A Small Sample-Based Multiclass Change Detection Method Using Change Vector Analysis With Adaptive Weight Gaussian Mixture Model
Fachuan He, Hao Chen, Shuting Yang, Zhixiang Guo
Abstract
Addressing the challenge of multi-class change detection with a small sample size, a change vector analysis with adaptive weight Gaussian mixture model (CVA-AWGMM) is proposed in this article. Initially, in order to avoid errors caused by geometric distortion and imprecise alignment, we employed a neighborhood search approach when calculating the different map. Instead of direct pixel-to-pixel comparisons, we compensated corresponding pixels in the images before and after the change by finding the minimum difference within a specified pixel range. Following this, we employ the fundamental framework of CVA to extract magnitude and angle features from the change vectors, facilitating the identification of both changed and unchanged regions through threshold segmentation.
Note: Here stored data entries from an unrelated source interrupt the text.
PR #580, opened 2026-07-28
Feat[Mobile-UX]: Improve trip planner layout on mobile and desktop

### LINKED ISSUE #577: Trip planner UX: map-first layout, relocate Recent Trips, show itinerary details without zooming
## Summary

Improve trip planner UX on mobile and desktop so users can plan trips, reopen recent trips, and read itinerary details without the map/form crowding each other out.

Today, after planning a trip, the Plan form and inline Recent Searches stay fully expanded while Trip Itineraries open in a bottom sheet underneath. On typical phone/laptop heights the sheet is too short to show leg details comfortably, the map is almost hidden, and zooming the browser out is what makes details visible. The route is drawn on the map but the camera does not auto-fit to it (unlike OBA route views).

This is a **layout / space-allocation** issue (and missing map fit), not missing OTP data. Fits under GSoC **mobile UX improvements**.

## Proposed design (rough sketch direction)

- **Map-first:** more map visible; plan / stops live in a compact bottom sheet (mobile) or left rail (desktop).
- **Move Recent Trips** out of the tall list under From/To into a small **icon / button** (top-right on mobile; inside the left rail on desktop) that opens recent trips when needed.
- **Remove inline trip history** from the main Plan form so itineraries + leg details have room.
- Keep From / To / Options / Plan Your Trip compact; after results load, form stays short and results/details own the remaining space.
- **Fit the map** to the active itinerary polylines (with padding for sheet/sidebar).

Optional / later: tab order or icon tabs for Stops vs Plan — not required for the first pass.

### Mobile
- Editing a plan: compact bottom sheet with From, To, Options, Plan.
- Recent Trips available via icon, not a long inline list.
- After plan: sheet shows itinerary pills + scrollable details; map remains usable above the sheet.
- Map auto-fits the selected itinerary with bottom padding for the sheet.

### Desktop
- Compact plan controls + scrollable itineraries/details in one left rail (avoid two tall stacked panels competing for height).
- Recent Trips control in the rail (not floating over map controls).
- Map auto-fits with left padding for the sidebar.

## Acceptance criteria

- [ ] Inline Recent Searches list is removed from the main Plan form; Recent Trips is reachable from a separate compact control.
- [ ] After planning a trip, itinerary summary + full leg timeline are readable by scrolling the results panel — no browser zoom required.
- [ ] Plan form stays compact while results are open (mobile + desktop).
- [ ] Active itinerary is drawn and the map fits bounds to it (including when switching itinerary tabs), with overlay padding.
- [ ] Closing / clearing results restores a usable plan-editing state.
- [ ] Desktop Recent Trips control does not collide with map zoom/locate controls.

## Notes

- Do **not** delete Recent Trips — relocate the entry point.
- Stops search already has a bottom-sheet pattern; prefer aligning Plan with that rather than redesigning Stops in the same PR.

tarunsinghofficial:
## Summary

This PR improves the trip planner layout so it works better on smaller screens and feels more intentional on desktop.

The main problem was that after planning a trip, the search form and recent trip history were still taking up too much vertical space while the itinerary results opened below. On mobile this made the UI feel cramped, covered too much of the map, and made trip details harder to scan. On desktop, the route would render on the map, but the layout still felt awkward and the available space was not being used very well.

This update changes the trip planner so the experience is more map-aware and gives the itinerary results room to breathe.

### 1. Fit the map to the active itinerary

After a trip is planned, the map now fits to the currently active itinerary instead of leaving the user to manually zoom or pan to find the route.

This also works when switching between itinerary options.

To make that framing feel correct across layouts:
- mobile uses sheet-aware padding so the route is not hidden behind the bottom sheet
- desktop keeps enough left-side padding for the trip planner rail

### 2. Reduce form clutter by hiding recent trips behind a toggle

Previously, recent trip history always appeared inline under the trip planner form, which took up a lot of space before the user even started reading trip results.

Now, recent trips are hidden behind a compact toggle:
- on mobile, the button is icon-only to save horizontal space
- on desktop, the label is shortened to `Recents`

This keeps the feature available without letting it dominate the layout.

### 3. Move the mobile trip planning flow into a single bottom sheet

On mobile, the trip planning flow now happens inside one bottom sheet:
- the form lives in the sheet
- recent trips are accessed from the same sheet
- itinerary results and leg details appear in the same sheet after planning

This makes the flow feel much more cohesive and avoids the old stacked layout where the form and results were competing for space.

### 4. Tune bottom-sheet behavior after planning

The sheet behavior was also adjusted so the transition between editing and viewing results feels more natural.

Current behavior:
- when opening trip planning on mobile, the sheet starts at a half-height state so the map is still visible
- after results load, the sheet stays at a usable half-height state instead of taking over the full screen immediately
- if the rider wants more detail, they can scroll inside the sheet or drag it higher

This gives a better default balance between map context and itinerary readability.

### 5. Keep desktop familiar while still improving results space

During iteration, one approach moved the full desktop plan flow into the lower sheet as well, but that made the first-open desktop state feel awkward.

The final desktop behavior keeps the more familiar structure:
- the plan form stays in the top search pane
- the itinerary sheet appears only after planning a trip

That keeps desktop more predictable while still benefiting from the improved itinerary presentation and map fitting.

## Why this helps

This PR mainly improves:
- **readability**, because itinerary content has more room
- **map visibility**, because the route is framed automatically and the UI does not overtake the screen
- **task flow**, because trip planning and trip reading now feel like part of the same interaction, especially on mobile
- **space efficiency**, because recent trips no longer permanently occupy valuable vertical space

## Notes

A small mobile-only compacting pass for the From/To fields was considered, but left out of this PR on purpose so this change stays focused on the larger trip planner flow and layout improvements.

That can be handled separately as a follow-up polish PR if needed.

## Testing

I verified the following manually:
- planning a trip on mobile opens the trip planner in the bottom sheet
- itinerary results render in the same sheet after planning
- switching itinerary tabs re-fits the map correctly
- recent trips are hidden by default and only shown when toggled
- desktop keeps the plan form in the search pane and only opens the itinerary sheet after planning
- mobile results keep enough map visible by default, while still allowing the user to drag or scroll for more details

## Screenshots
image
image
image


aaronbrethorst:
### Code review

Found 2 issues:

1. Mobile "Start here / End here" from the map context menu drops the picked location. `handleContextMenuTripPlan` now dispatches `planTripTabClicked` and then synchronously dispatches `setTripPlanLocation` in the same task. On a narrow viewport the first event flips `planTabActive`, which unmounts the `TripPlan` inside `SearchPane` (`embedTripPlan={!mobilePlanSheetOpen}`) and mounts a fresh one inside the plan sheet — but Svelte batches that state write, so `setTripPlanLocation` is still delivered to the *outgoing* instance. That instance sets `fromPlace`/`selectedFrom` and drops the pin, then its `onDestroy` runs `clearTripPlanPins`, so the sheet opens with an empty form and no pin. The added comment ("Dispatched before setTripPlanLocation so listeners are ready") describes the opposite of what happens; `maybeRestoreSharedTrip` in the same file guards this exact race with an extra `await tick()` a few lines below, which this path is missing.

https://github.com/OneBusAway/wayfinder/blob/47c2e2c91aa8e6f883cb487f25c2fa58f4cc6d73/src/components/search/SearchPane.svelte#L282-L288

2. On the mobile plan sheet, a trip that returns zero itineraries with no error now renders nothing at all. `showEmptyState` uses `error` as the proxy for "a plan attempt happened", so with `showForm` true the "No itineraries found" branch is suppressed whenever `error` is null — including after a completed plan. `mapGraphQLResponse` returns `{ plan: { itineraries: [] } }` with no `error` when OTP 2.x finds no path (`src/lib/otp/graphql.js`), and `handleTripPlan` maps that to `tripItineraries = []`, `tripPlanError = null`. The rider taps Plan Trip, the spinner stops, and the sheet is silent. The comment above the line states the intent correctly ("only after a plan attempt") but the condition doesn't track whether a plan was attempted. Desktop is unaffected since `showForm` is false there.

https://github.com/OneBusAway/wayfinder/blob/47c2e2c91aa8e6f883cb487f25c2fa58f4cc6d73/src/components/trip-planner/TripPlanModal.svelte#L218-L221

aaronbrethorst (changes requested):
The layout work here is good — moving the From/To form into the bottom sheet on narrow viewports is the right call, and I checked the pieces I expected to be fragile (RTL, dark mode contrast on the new toggle, the `sr-only md:hidden` / `hidden md:inline` label pair, duplicate DOM ids from two `TripPlan` mount points) and they all hold up.

But two mobile-only functional regressions came along with it, and both need fixing before this lands.

**1. "Start here / End here" from the map context menu loses the tapped location on mobile.**

In `SearchPane.handleContextMenuTripPlan`:

```js
window.dispatchEvent(new CustomEvent('planTripTabClicked'));
window.dispatchEvent(new CustomEvent('setTripPlanLocation', { detail: e.detail }));
```

`planTripTabClicked` sets `planTabActive = true` in `MapExperience`, which flips `mobilePlanSheetOpen`, which flips `embedTripPlan={!mobilePlanSheetOpen}` — tearing down the `TripPlan` in `SearchPane` and mounting a new one in the sheet. Both dispatches are synchronous in the same task, so `setTripPlanLocation` lands on the instance that's about to be destroyed, and its `onDestroy` calls `clearTripPlanPins`. The rider long-presses the map, picks "Start here", and the sheet opens with an empty form and no pin.

You actually diagnosed this exact race elsewhere in this same PR — `maybeRestoreSharedTrip` got an added `await tick()` with the comment "On mobile, TripPlan remounts inside the plan sheet after this event — wait one more tick so its listeners exist." The context-menu path is the same race and needs the same tick.

Also worth fixing while you're in there: the comment on those lines says "Dispatched before setTripPlanLocation so listeners are ready," which is the opposite of what the ordering actually achieves.

**2. A plan with zero itineraries and no error renders nothing on mobile.**

```js
let showEmptyState = $derived(!loading && !hasResults && (!showForm || error));
```

With `showForm` true (the mobile sheet), the "No itineraries found" branch requires `error` to be truthy. But `mapGraphQLResponse` returns `{ plan: { itineraries: [] } }` with no error when OTP finds no path, so `tripPlanError` stays null — the rider taps Plan Trip and gets zero feedback. The comment on that line ("only after a plan attempt") describes the right intent; the condition just doesn't track whether a plan was actually attempted. A `hasPlanned` flag would do it.

**One more worth considering, not blocking:** rotating a phone mid-plan crosses the 768px breakpoint (iPhone landscape is 844/852px), which flips `mobilePlanSheetOpen`, remounts `TripPlan`, and wipes `fromPlace`/`toPlace` plus the pins — they're component-local `$state`. Before this PR the component was always mounted in `SearchPane`, so nothing was lost. Lifting that state to the parent would fix it properly, but I don't want to expand this PR's scope; a follow-up is fine.

Ping me when the two blockers are pushed and I'll take another look.

tarunsinghofficial:
Hi Aaron, nice catch on both bugs. I have pushed fixes for both blockers:

- Context menu path now awaits a tick after planTripTabClicked before setTripPlanLocation (same pattern as maybeRestoreSharedTrip).
- Mobile empty state now uses a hasPlanned flag instead of error as the "plan attempted" proxy.

Added regression tests for both. Ready for another look when you have a minute.

aaronbrethorst:
### Code review

Found 1 issue:

1. The zero-result fix renders the empty state but places it off-screen on the mobile plan sheet. `hasPlanned` now correctly lets the `{:else if showEmptyState}` branch run, but that branch's container is `h-full` — 100% of the sheet's scroll viewport — and it is rendered *after* the embedded `TripPlan` form, so its vertically centered message starts a full viewport-height below the form. Concretely, at the default `half` detent the sheet is `0.55 × container`; on a ~700px-tall phone viewport that's a ~376px sheet, ~302px of scrollable body, while the From/To form (two labeled inputs + the button row) is ~226px. The centered message lands at ~377px — roughly 75px past the fold. It only becomes visible if the rider drags the sheet to `full`, and `handleTripPlan` deliberately does not snap for the zero-itinerary case (`else if (tripItineraries.length > 0)`). The same applies to the error box nested inside that container, so a `REQUEST_FAILED` plan is equally silent at the default detent. The desktop sheet is unaffected because it has no form above the message. Dropping `h-full` (or swapping it for `min-h-0`/no height) when `showForm` is true, or snapping to `full` when a plan attempt yields no results, would make the fix actually land.

https://github.com/OneBusAway/wayfinder/blob/d1ce61f7a4b27da09a6614b02cd4087771b7a628/src/components/trip-planner/TripPlanModal.svelte#L272-L278

aaronbrethorst (changes requested):
The first blocker is properly fixed. `handleContextMenuTripPlan` now puts `await tick()` between `planTripTabClicked` and `setTripPlanLocation`, so the sheet's `TripPlan` is mounted and listening before the location lands, and the outgoing instance's `onDestroy`/`clearTripPlanPins` can't take the pin with it. The comment is accurate now too, and you added a regression test for it. That was the subtler of the two and you got it right.

The second one is half fixed, and I want to be precise about which half. The state logic is exactly what I asked for: `tripPlanAttempted` set in `handleTripPlan`, cleared in `clearTripItineraries`, passed down as `hasPlanned`, and `showEmptyState` no longer abuses `error` as the proxy for "a plan happened." That part is right and tested.

**But the rider still sees nothing at the default detent.**

`BottomSheet` renders the sheet with an explicit `style:height="{sheetHeight}px"` and the content area is `flex-1 overflow-y-auto` inside it, so that body has a definite computed height. The empty state is:

```svelte
<div class="flex h-full flex-col items-center justify-center gap-3 py-12">
```

`h-full` therefore resolves to 100% of the body — and on mobile this block renders *after* the From/To form, not instead of it. So the vertically centered "No itineraries found" text sits roughly `formHeight + bodyHeight / 2` down the scroll content while only `bodyHeight` is visible. It's on screen only when the form is shorter than half the body, and at the `half` snap (`0.55 × containerHeight`, minus the grabber and header) that isn't true at phone viewport sizes — the message lands below the fold and needs a scroll to find. Same for the error box, since it's nested in that block.

So the symptom from my last review survives: the rider taps Plan Trip, the spinner stops, and the sheet looks unchanged. `handleTripPlan` also doesn't snap to `full` for the zero-result case, so nothing brings it into view.

Dropping `h-full` when `showForm` is true is the smallest fix — the block then sizes to its content and sits directly under the form where the rider is already looking. Snapping to `full` on a zero-result plan would also work, but I'd rather not move the sheet under them.

**Two non-blocking things while you're in there:**

- `tripPlanAttempted` isn't cleared when the rider edits From/To, only in `clearTripItineraries`. So "No itineraries found" lingers under the form while they're retyping a new trip, until they hit a field's X or leave the tab.
- The breakpoint has two sources of truth: `matchMedia('(max-width: 767px)')` drives the layout but `handleTripPlan` checks `window.innerWidth >= 768`. At fractional widths between them — browser zoom — those disagree and a desktop-layout sheet gets left at `half`.

The layout work itself is good and the race fix was the hard part. One CSS change and I'll merge it.

tarunsinghofficial:
@aaronbrethorst Thanks for the thorough review! 

I have fixed the below-the-fold empty state- dropped h-full when showForm is true, so on mobile the message sizes to its content and sits right under the form instead of centering past the visible body. Also handled both non-blocking notes: retyping From/To now clears the stale empty-state via clearTripItineraries, and handleTripPlan keys off isNarrowViewport (same matchMedia as the layout) instead of window.innerWidth so browser zoom can't split the breakpoint. 

Ready for another look :)

aaronbrethorst (approved):
Both blockers from the last two rounds are resolved at head, and I verified each one in the code rather than taking the commit messages for it.

The context-menu race is genuinely fixed — `SearchPane.svelte:282-289` now awaits a tick between `planTripTabClicked` and `setTripPlanLocation`, so the event lands on the remounted `TripPlan` inside the plan sheet instead of the outgoing instance, and the comment above it now describes what actually happens. The ordering test that asserts `setTripPlanLocation` isn't dispatched before the tick would fail if this regressed, which is the right kind of test.

The empty-state fix is exactly the one I asked for: `TripPlanModal.svelte:278` drops `h-full` when `showForm` is true and keeps full-height centering for the standalone desktop results sheet, with a comment explaining the asymmetry and a regression test asserting the class is absent. You also left the detent alone on a zero-result plan, which is what I preferred — no moving the sheet under the rider.

Nice catch consolidating the breakpoint too. `handleTripPlan` keying off `isNarrowViewport` instead of a second `window.innerWidth >= 768` check removes the disagreement under browser zoom.

Two things I noticed while verifying, neither worth holding this up:

The `clearTripItineraries()` you added at the top of `handleSearchInput` does more than clear the empty state — the parent's version also nulls `currentModal` and calls `clearAllPolylines()`. So on desktop, typing one character into From or To now tears down the results sheet and erases the drawn route mid-edit. That's consistent with what `clearInput` already does and it's a defensible read of "retyping starts a new trip," so I'm taking it as intended. One inconsistency if you ever revisit it: `clearInput` pairs that call with `clearTripUrl()` and `handleSearchInput` doesn't, so the shareable URL keeps the stale trip params after the results are gone.

The `py-12` on the empty state stayed, so on the shortest phones (~667px viewport) the message lands right about at the fold rather than comfortably above it. It clears fine on larger phones. Dropping the vertical padding when `showForm` is true would make it robust rather than marginal — worth a follow-up, not a blocker.

The rotation state loss from the first round is still open, as we agreed — that's a follow-up, not this PR's job.

Merging. Thanks for the patient turnaround on both rounds.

Based on the above binary change detection result, a semi-supervised Gaussian mixture model is used for further change class differentiation. Recognizing the inherent challenges of effectively training classifier model with a small sample size, the clustering features in a large number of unlabeled samples and the supervised information from a few labeled samples are simultaneously utilized to co-construct the objective function of the model. Meanwhile, considering the complementary properties of magnitude and angle features, the labeled samples are used to adaptively weight the features of both to further improve the accuracy of the method. Experiments were conducted on two public data sets and one self-made data set, and the results demonstrate that the proposed CVA-AWGMM outperforms several typical methods.